On existence of orthonormal basis for each subsystem in Separable state [closed]

Question

A separable state in $\mathcal{H}_{a}\otimes\mathcal{H}_{b}$ is given by

$$\rho_{s}=\sum_{\alpha,\beta}p(\alpha,\beta)|\alpha\rangle\!\langle\alpha|\otimes|\beta\rangle\!\langle\beta|.$$

Now, my question is, is there a suitable choice of $\{|\alpha \rangle\}$ and $\{|\beta \rangle\}$ such that all of them are elements from a complete basis (possibly non-unique) in individual subsystem?

A reason I think the bases $\{|\alpha \rangle\}$ and $\{|\beta \rangle\}$ will form a complete basis is because separable state space is the convex hull of tesnor products of symmetric rank-$1$ projectors $|\alpha\rangle\!\langle \alpha|\otimes|\beta\rangle\!\langle \beta|$. The extreme points are orthonormal sets $\{|\alpha\rangle\!\langle \alpha|\}$ and $\{|\beta \rangle\!\langle \beta|\}$. Is it true? Any help is appreciated.

Answer 1

In general, no. It can be that the sets of states $\{|\alpha\rangle\}$ and $\{|\beta\rangle\}$ span their respective spaces. However, the size of each set can be larger than the dimension of the space, so the states are not all linearly independent and therefore not a basis.

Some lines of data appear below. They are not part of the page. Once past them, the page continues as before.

PR #409, opened 2016-01-11
fix issue #10213

Spycomb:
make the button send post request instead of get request


Spycomb:
are you sure about the "save" and "close" button on the top of "return to survey summary", because that seems weird to me, what do you think??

For example, $\rho^{a/b}_1=p_1|0\rangle\langle 0|+(1-p_1)|1\rangle\langle 1|$ and $\rho^{a/b}_2=p_2|+\rangle\langle +|+(1-p_2)|-\rangle\langle -|$. So, $\{|\alpha\rangle\}=\{|0\rangle,|1\rangle,|+\rangle,|-\rangle\}$ and is not a basis.

Answer 2

As a trivial counterexample, let $\mathcal H$ be a Hilbert space with $\dim(\mathcal H)=299792458$, and let $\{|i\rangle\}_{i=1}^{299792458}$ be a basis for it. Then $\rho_s\equiv|1\rangle\!\langle1|\otimes|1\rangle\!\langle1|$ is separable and is already decomposed like you mention, but clearly $|1\rangle$ does not span the full space.